/numba-kernel-progress

A progress bar controlled by a running CUDA kernel compiled with Numba

Primary LanguagePython

Kernel-driven progress bar in Numba

Screenshot of progress bar

What is it?

It's a progress bar whose completion is controlled from a running CUDA kernel compiled with https://numba.pydata.org.

How do I run it?

python kernel_progress.py

What do I need to run it?

  • The latest Numba master branch
  • A Compute Capability 6.0 or greater CUDA GPU (e.g. GTX 1xxx, RTX 2/3xxx, Pascal / Volta / Turing / Ampere Quadro GPUs).
  • Linux (Managed Memory in Numba is experimental on Windows, and this use of it seems to crash it).
  • ... Maybe other things I forgot to mention.

How does it work?

A managed array visible to both the host and device holds an integer representing current progress:

progress = cuda.managed_array(1, dtype=np.uint64)

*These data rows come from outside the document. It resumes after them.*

PR #725, opened 2023-08-03
Fix incorrect area calculation in PlanarFreehandRoiTool

kevinshen1101:
This PR fixes a bug with the area calculation in the PlanarFreehandROI tool. Previously, we would input `Point2` canvas coordinates into the `calculateAreaOfPoints` method, which does not yield mm^2 as the output units. By converting first to image coordinates and utilizing the `PixelSpacing` metadata from the viewports image, we can then have `calculateAreaOfPoints` output mm^2 correctly.

Tested via `yarn example stackAnnotationTools` and comparing freehand-drawn ROI area stats to other ROI tools.


packages/tools/src/tools/annotation/PlanarFreehandROITool.ts
```diff
@@ -743,11 +744,16 @@ class PlanarFreehandROITool extends AnnotationTool {
         continue;
       }
 
-      const { imageData, metadata } = image;
-      const canvasCoordinates = points.map((p) => viewport.worldToCanvas(p));
+      const { imageData, metadata, hasPixelSpacing } = image;
+      const imageId = viewport.getCurrentImageId();
```
sedghi, line 748: this would not work for recontructed planes (non-acquisition) since they don't have currentImageId

packages/tools/src/tools/annotation/PlanarFreehandROITool.ts
```diff
@@ -743,11 +744,16 @@ class PlanarFreehandROITool extends AnnotationTool {
...
+      const imageCoordinates = points.map((p) => csUtils.worldToImageCoords(imageId, p));
```
sedghi, line 749: is points in world? why do we need to go to imageCoords?

kevinshen1101: The polyline `calculateAreaOfPoints` method only accepts point2 as input

packages/tools/src/tools/annotation/PlanarFreehandROITool.ts
kevinshen1101: Ah I see, I can change it to use canvas coordinates in that case

packages/tools/src/tools/annotation/PlanarFreehandROITool.ts
```diff
@@ -745,9 +747,25 @@ class PlanarFreehandROITool extends AnnotationTool {
 
       const { imageData, metadata } = image;
       const canvasCoordinates = points.map((p) => viewport.worldToCanvas(p));
+
+      const canvasPoint = canvasCoordinates[0];
+      const deltaX = viewport.canvasToWorld([
+        canvasPoint[0] + 1,
```
sedghi, line 753: why there is a +1?

kevinshen1101: The aim is to convert a step in the x direction to mm. We can pick any arbitrary point as our origin, take one step in the x and one step in the y and use those to calculate the actual mm spacing in the x and y canvas axes.

sedghi: I see, then the code benefits from this comment above, can you add it on top of the code?

packages/tools/src/tools/annotation/PlanarFreehandROITool.ts
```diff
@@ -752,9 +751,27 @@ class PlanarFreehandROITool extends AnnotationTool {
...
       const { imageData, metadata } = image;
       const canvasCoordinates = points.map((p) => viewport.worldToCanvas(p));
+
+      // Using an arbitrary start point (canvasPoint), calculate the
+      // mm spacing for the canvas in the X and Y directions.
+      const canvasPoint = canvasCoordinates[0];
+      const deltaX = viewport.canvasToWorld([
+        canvasPoint[0] + 1,
+        canvasPoint[1],
+      ]);
```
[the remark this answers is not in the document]
kevinshen1101: It's not really a deltaX per se. I can rename it to something like stepX or unitX. We're just looking to calculate the spacing on the canvas.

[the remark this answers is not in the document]
sedghi: I think the correct computation is the following, can you confirm?

```js
const originalWorldPoint = viewport.canvasToWorld(canvasPoint);
const deltaXPoint = viewport.canvasToWorld([
  canvasPoint[0] + 1,
  canvasPoint[1],
]);
const deltaYPoint = viewport.canvasToWorld([
  canvasPoint[0],
  canvasPoint[1] + 1,
]);

const deltaInX = vec3.distance(originalWorldPoint, deltaXPoint);
const deltaInY = vec3.distance(originalWorldPoint, deltaYPoint);

```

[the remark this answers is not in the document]
kevinshen1101: Yes this is correct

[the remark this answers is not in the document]
sedghi: Then can you update and push?

sedghi (approved):
Thanks for this PR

The running kernel increments this in a loop (with some sleeping, so it doesn't run too fast):

for i in range(MAX_VAL):
    cuda.atomic.inc(progress, 0, MAX_VAL)
    cuda.nanosleep(KERNEL_SLEEP)

Simultaneously, the host reads the progress value and updates the progress bar in a loop:

while val < MAX_VAL:
    sleep(0.001)
    val = progress[0]
    bar.goto(val)

Will this work?

Maybe...

  • I have not thought hard about synchronization issues between the host and device,
  • I have not tested this extensively,
  • YMMV!

Should I use this in my program?

Maybe not...

  • If you're going to, you should probably read and understand Section M.2.2 of the CUDA Programming Guide, which discusses coherency and concurrency of managed memory.
  • You should also examine whether this technique has a performance impact,
  • and think about whether breaking a long-running kernel launch into multiple shorter kernels would provide a better way of synchronizing progress with the host.